*** Opening Records for this task ***

PR #367, opened 2020-05-14
Make links variable-width without underline

jbj:
These are two independent changes.
- The monospace font used in links made the text larger so that less text could fit on the screen. It also suggested that all link text was an code snippet, which it isn't. The advantage of a fixed-width font, vertical alignment, was not put to any use.
- Underlining of links made it almost impossible to distinguish a space from an underscore.

Before:
vscode-underline

After:
vscode-no-underline

Notice how it's practically impossible to tell underscores from spaces in the underlined link for `unpack_index_entry output argument [cache_nr]` (row 11).

## Checklist

### DIFF
--- a/extensions/ql-vscode/CHANGELOG.md
+++ b/extensions/ql-vscode/CHANGELOG.md
@@ -1,5 +1,9 @@
 # CodeQL for Visual Studio Code: Changelog
 
+## 1.1.5
+
+- Links in results are no longer underlined and monospaced.
+
 ## 1.1.4 - 13 May 2020
 
 - Add the ability to download and install databases archives from the internet.
--- a/extensions/ql-vscode/src/view/resultsView.css
+++ b/extensions/ql-vscode/src/view/resultsView.css
@@ -75,7 +75,7 @@
 }
 
 .vscode-codeql__result-table-location-link {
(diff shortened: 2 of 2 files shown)


jcreedcmu:
I mostly like this idea, but I feel like monospaced font is good simply for visually signalling that a piece of text _is_ code --- how would you feel about making the result monospaced, but decreasing the font size a bit?

@aeisenberg suggested it would be good if we could match the exact font the user currently has configured for text in buffers in vscode, though it's not immediately obvious to me whether we can get at that across the webview boundary easily.

jbj:
> I mostly like this idea, but I feel like monospaced font is good simply for visually signalling that a piece of text _is_ code

The problem is when the text _isn't_ code. It's only sometimes code. In my screenshots, the non-code phrases are: "user input", "call to", "output argument", and "BufferReadSideEffect". That last one needs to be changed into something human-readable.

aeisenberg:
I like removing the underline. Although I agree that using monospace font for code is more intuitive, I also see how it's not all code, so I don't really feel strongly about using monospace or not here. I'm fine letting this go through as-is.

jcreedcmu:
Ah, ok, good point. I don't feel too strongly then either.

*** Closing Records for this task ***

● **Prompt**:
Every entry above must be returned word for word.

● **Response to the task**:
PR #367, opened 2020-05-14
Make links variable-width without underline

jbj:
These are two independent changes.
- The monospace font used in links made the text larger so that less text could fit on the screen. It also suggested that all link text was an code snippet, which it isn't. The advantage of a fixed-width font, vertical alignment, was not put to any use.
- Underlining of links made it almost impossible to distinguish a space from an underscore.

Before:
vscode-underline

After:
vscode-no-underline

Notice how it's practically impossible to tell underscores from spaces in the underlined link for `unpack_index_entry output argument [cache_nr]` (row 11).

## Checklist

### DIFF
--- a/extensions/ql-vscode/CHANGELOG.md
+++ b/extensions/ql-vscode/CHANGELOG.md
@@ -1,5 +1,9 @@
 # CodeQL for Visual Studio Code: Changelog
 
+## 1.1.5
+
+- Links in results are no longer underlined and monospaced.
+
 ## 1.1.4 - 13 May 2020
 
 - Add the ability to download and install databases archives from the internet.
--- a/extensions/ql-vscode/src/view/resultsView.css
+++ b/extensions/ql-vscode/src/view/resultsView.css
@@ -75,7 +75,7 @@
 }
 
 .vscode-codeql__result-table-location-link {
(diff shortened: 2 of 2 files shown)


jcreedcmu:
I mostly like this idea, but I feel like monospaced font is good simply for visually signalling that a piece of text _is_ code --- how would you feel about making the result monospaced, but decreasing the font size a bit?

@aeisenberg suggested it would be good if we could match the exact font the user currently has configured for text in buffers in vscode, though it's not immediately obvious to me whether we can get at that across the webview boundary easily.

jbj:
> I mostly like this idea, but I feel like monospaced font is good simply for visually signalling that a piece of text _is_ code

The problem is when the text _isn't_ code. It's only sometimes code. In my screenshots, the non-code phrases are: "user input", "call to", "output argument", and "BufferReadSideEffect". That last one needs to be changed into something human-readable.

aeisenberg:
I like removing the underline. Although I agree that using monospace font for code is more intuitive, I also see how it's not all code, so I don't really feel strongly about using monospace or not here. I'm fine letting this go through as-is.

jcreedcmu:
Ah, ok, good point. I don't feel too strongly then either.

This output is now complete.